The answer must consist of every record below, reproduced exactly.

────

PR #1115, opened 2025-08-01
Format Files with Ruff

LionelColaso:


nyabinary:
Why not run a formatter workflow/check to check that every PR passes a formatter check?

LionelColaso:
> Why not run a formatter workflow/check to check that every PR passes a formatter check?

Not sure why super-linter did not catch it and passed one or more of the pulls

Feel free to create a pull if you know why

PR #1124, opened 2025-08-02
Refactor dependency graph generation with conflict resolution and remove cycle breaker

Ocean456:
- Refactored `gen_tier_two_deps_graph()`:
  - Explicit rules (`loadTheseBefore`) are collected and prioritized.
  - Inferred rules (About.xml `dependencies`) are collected only if enabled.
  - If a conflict is detected (e.g., `A -> B` from inferred but `B -> A` from explicit), the inferred rule is discarded.
  - Logs how many inferred rules were ignored due to conflicts.


app/sort/dependencies.py
```diff
@@ -220,79 +221,108 @@ def gen_tier_two_deps_graph(
...
+                for dep in loadTheseBefore:
+                    if isinstance(dep, tuple):
+                        if (
+                            dep[0] not in tier_one_mods
+                            and dep[0] not in tier_three_mods
+                            and dep[0] in active_mod_ids
+                        ):
+                            explicit_dependencies.add(dep[0])
+                    else:
+                        logger.error(f"loadTheseBefore entry is not a tuple: [{dep}]")
```
LionelColaso, line 255: I am wondering if showing a notification would be a good idea if there is an error instead of just logging it ?

LionelColaso: I leave it up to you to decide, you can keep as it is, and we could do the notification if future if required

app/sort/dependencies.py
```diff
@@ -220,79 +221,108 @@ def gen_tier_two_deps_graph(
...
+        for inferred_dep in inferred_rules.get(package_id, set()):
+            # Check for conflict: does any explicit rule say inferred_dep should load before package_id?
+            has_conflict = False
+
+            # Check if inferred_dep has an explicit rule that conflicts
+            if inferred_dep in explicit_rules:
+                if package_id in explicit_rules[inferred_dep]:
+                    # Conflict: explicit rule says inferred_dep -> package_id,
+                    # but we're trying to add package_id -> inferred_dep
+                    logger.debug(
```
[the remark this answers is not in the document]
Ocean456: > use logger.warning so it can be logged even if debugging is disabled

will do

PR #1125, opened 2025-08-02
Switch to uv for package management

hk21702:
This PR switches the package manager from plain `pip` to `uv`.

This enables faster and cleaner management of Python dependencies.

Additionally, this PR removes basic Python dependency management from the `distribute.py` script as people should really be interacting with `uv` directly. Consequently, the `--skip-pip` tag has been removed as that is just default behavior now. This may be a breaking change for certain workflows.

GitHub workflows have been updated to utilize `uv` and the old `requirements.txt` files have been removed.

For usage, run `uv sync` (By default, the dev dependency group is included). To also install build dependencies, run `uv sync --group build).

Note that building SteamworksPy using `distribute.py` is a bit wonky, though from what I can tell it was wonky before these changes already, so it isn't a regression.


LionelColaso (approved):
Yeah Works without issues

PR #1135, opened 2025-08-03
fix: Remove networkx-stubs dependency

hk21702:
Attempt number two to fix flaky linter complaints.


LionelColaso (approved):
Hope this fixes it for ever

Issue #1149, opened 2025-08-06
Order Inactive Mods


Manuel-S:
### Suggestion/proposed solution?

I'm missing a way to order the inactive mods, for example by last file change date, or by author.

For example it would make it much easier to find newly subscribed or recently updated mods.

### Code of Conduct

I agree to follow this project's Code of Conduct

### Duplicate Issue Check

I've checked for similar issues and didn't find anything

### Wiki/FAQ Check

I've checked the Wiki for a solution and didn't find a solution

LionelColaso:
Can You explain in detail what exactly you want implemented ?

oceanfrost:
Closed in #1156

Issue #1086, opened 2025-07-29
Sort by folders' date modified/created


JulyMorning:
### Origin of idea

common sense

### Suggestion/proposed solution?

Sort by folders' date modified/created. It would be a lot easier to find recently dowloaded or updated mods that you want to add to your list.

### Code of Conduct

I agree to follow this project's Code of Conduct

### Duplicate Issue Check

I've checked for similar issues and didn't find anything

### Wiki/FAQ Check

I've checked the Wiki for a solution and didn't find a solution

LionelColaso:
> ### Origin of idea
> 
> common sense
> ### Suggestion/proposed solution?
> 
> Sort by folders' date modified/created. It would be a lot easier to find recently dowloaded or updated mods that you want to add to your list.

read and continue the discussion here https://github.com/RimSort/RimSort/issues/1095#issuecomment-3146888251

LionelColaso:
Added in #1086

PR #1156, opened 2025-08-07
Add inactive mods sorting by modified time

averrin:


LionelColaso:
Also consider https://github.com/RimSort/RimSort/issues/1149 and https://github.com/RimSort/RimSort/issues/1086 seems to be in scope of your PR

LionelColaso:
To fix lint issues related to Ruff, you need to install ruff using `uv sync --group build`  and either run it manually or on file save
for more https://docs.astral.sh/ruff/formatter/

LionelColaso:
@averrin if you could consider saving the info/data generated such as size etc. take a look at https://github.com/RimSort/RimSort/pull/740 how it's saving the data/info

averrin:
> @averrin if you could consider saving the info/data generated such as size etc. take a look at #740 how it's saving the data/info

@LionelColaso 
Do you mean persist it between sessions? I dont think that it is necessary, you want to sort by this fields only if something changed, so it is better to update it every time (while it can be changed externally).

LionelColaso:
> > @averrin if you could consider saving the info/data generated such as size etc. take a look at #740 how it's saving the data/info
> 
> @LionelColaso Do you mean persist it between sessions? I dont think that it is necessary, you want to sort by this fields only if something changed, so it is better to update it every time (while it can be changed externally).

its ok i can be done later if its required you should go ahead and merge

PR #1168, opened 2025-08-09
[789] forcibly add steamworks.dylib into mac build

oceancabbage:
For some unknown reason, using Nuitka prefixes and postfixes, you can't directly specify `SteamworksPy.dylib`. If you do prefix `SteamworksPy` it won't work because it'll include the wrong processor when building for the other processor. I don't feel like changing [SteamworksPy itself](https://github.com/philippj/SteamworksPy/blob/master/steamworks/__init__.py#L78), so here's a brute force way of resolving the issue-- after building, copy the processor-postfixed `SteamworksPy*.dylib` to `SteamworksPy.dylib`.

────

**ANSWER FOR THIS EXERCISE**.
PR #1115, opened 2025-08-01
Format Files with Ruff

LionelColaso:


nyabinary:
Why not run a formatter workflow/check to check that every PR passes a formatter check?

LionelColaso:
> Why not run a formatter workflow/check to check that every PR passes a formatter check?

Not sure why super-linter did not catch it and passed one or more of the pulls

Feel free to create a pull if you know why

PR #1124, opened 2025-08-02
Refactor dependency graph generation with conflict resolution and remove cycle breaker

Ocean456:
- Refactored `gen_tier_two_deps_graph()`:
  - Explicit rules (`loadTheseBefore`) are collected and prioritized.
  - Inferred rules (About.xml `dependencies`) are collected only if enabled.
  - If a conflict is detected (e.g., `A -> B` from inferred but `B -> A` from explicit), the inferred rule is discarded.
  - Logs how many inferred rules were ignored due to conflicts.


app/sort/dependencies.py
```diff
@@ -220,79 +221,108 @@ def gen_tier_two_deps_graph(
...
+                for dep in loadTheseBefore:
+                    if isinstance(dep, tuple):
+                        if (
+                            dep[0] not in tier_one_mods
+                            and dep[0] not in tier_three_mods
+                            and dep[0] in active_mod_ids
+                        ):
+                            explicit_dependencies.add(dep[0])
+                    else:
+                        logger.error(f"loadTheseBefore entry is not a tuple: [{dep}]")
```
LionelColaso, line 255: I am wondering if showing a notification would be a good idea if there is an error instead of just logging it ?

LionelColaso: I leave it up to you to decide, you can keep as it is, and we could do the notification if future if required

app/sort/dependencies.py
```diff
@@ -220,79 +221,108 @@ def gen_tier_two_deps_graph(
...
+        for inferred_dep in inferred_rules.get(package_id, set()):
+            # Check for conflict: does any explicit rule say inferred_dep should load before package_id?
+            has_conflict = False
+
+            # Check if inferred_dep has an explicit rule that conflicts
+            if inferred_dep in explicit_rules:
+                if package_id in explicit_rules[inferred_dep]:
+                    # Conflict: explicit rule says inferred_dep -> package_id,
+                    # but we're trying to add package_id -> inferred_dep
+                    logger.debug(
```
[the remark this answers is not in the document]
Ocean456: > use logger.warning so it can be logged even if debugging is disabled

will do

PR #1125, opened 2025-08-02
Switch to uv for package management

hk21702:
This PR switches the package manager from plain `pip` to `uv`.

This enables faster and cleaner management of Python dependencies.

Additionally, this PR removes basic Python dependency management from the `distribute.py` script as people should really be interacting with `uv` directly. Consequently, the `--skip-pip` tag has been removed as that is just default behavior now. This may be a breaking change for certain workflows.

GitHub workflows have been updated to utilize `uv` and the old `requirements.txt` files have been removed.

For usage, run `uv sync` (By default, the dev dependency group is included). To also install build dependencies, run `uv sync --group build).

Note that building SteamworksPy using `distribute.py` is a bit wonky, though from what I can tell it was wonky before these changes already, so it isn't a regression.


LionelColaso (approved):
Yeah Works without issues

PR #1135, opened 2025-08-03
fix: Remove networkx-stubs dependency

hk21702:
Attempt number two to fix flaky linter complaints.


LionelColaso (approved):
Hope this fixes it for ever

Issue #1149, opened 2025-08-06
Order Inactive Mods


Manuel-S:
### Suggestion/proposed solution?

I'm missing a way to order the inactive mods, for example by last file change date, or by author.

For example it would make it much easier to find newly subscribed or recently updated mods.

### Code of Conduct

I agree to follow this project's Code of Conduct

### Duplicate Issue Check

I've checked for similar issues and didn't find anything

### Wiki/FAQ Check

I've checked the Wiki for a solution and didn't find a solution

LionelColaso:
Can You explain in detail what exactly you want implemented ?

oceanfrost:
Closed in #1156

Issue #1086, opened 2025-07-29
Sort by folders' date modified/created


JulyMorning:
### Origin of idea

common sense

### Suggestion/proposed solution?

Sort by folders' date modified/created. It would be a lot easier to find recently dowloaded or updated mods that you want to add to your list.

### Code of Conduct

I agree to follow this project's Code of Conduct

### Duplicate Issue Check

I've checked for similar issues and didn't find anything

### Wiki/FAQ Check

I've checked the Wiki for a solution and didn't find a solution

LionelColaso:
> ### Origin of idea
> 
> common sense
> ### Suggestion/proposed solution?
> 
> Sort by folders' date modified/created. It would be a lot easier to find recently dowloaded or updated mods that you want to add to your list.

read and continue the discussion here https://github.com/RimSort/RimSort/issues/1095#issuecomment-3146888251

LionelColaso:
Added in #1086

PR #1156, opened 2025-08-07
Add inactive mods sorting by modified time

averrin:


LionelColaso:
Also consider https://github.com/RimSort/RimSort/issues/1149 and https://github.com/RimSort/RimSort/issues/1086 seems to be in scope of your PR

LionelColaso:
To fix lint issues related to Ruff, you need to install ruff using `uv sync --group build`  and either run it manually or on file save
for more https://docs.astral.sh/ruff/formatter/

LionelColaso:
@averrin if you could consider saving the info/data generated such as size etc. take a look at https://github.com/RimSort/RimSort/pull/740 how it's saving the data/info

averrin:
> @averrin if you could consider saving the info/data generated such as size etc. take a look at #740 how it's saving the data/info

@LionelColaso 
Do you mean persist it between sessions? I dont think that it is necessary, you want to sort by this fields only if something changed, so it is better to update it every time (while it can be changed externally).

LionelColaso:
> > @averrin if you could consider saving the info/data generated such as size etc. take a look at #740 how it's saving the data/info
> 
> @LionelColaso Do you mean persist it between sessions? I dont think that it is necessary, you want to sort by this fields only if something changed, so it is better to update it every time (while it can be changed externally).

its ok i can be done later if its required you should go ahead and merge

PR #1168, opened 2025-08-09
[789] forcibly add steamworks.dylib into mac build

oceancabbage:
For some unknown reason, using Nuitka prefixes and postfixes, you can't directly specify `SteamworksPy.dylib`. If you do prefix `SteamworksPy` it won't work because it'll include the wrong processor when building for the other processor. I don't feel like changing [SteamworksPy itself](https://github.com/philippj/SteamworksPy/blob/master/steamworks/__init__.py#L78), so here's a brute force way of resolving the issue-- after building, copy the processor-postfixed `SteamworksPy*.dylib` to `SteamworksPy.dylib`.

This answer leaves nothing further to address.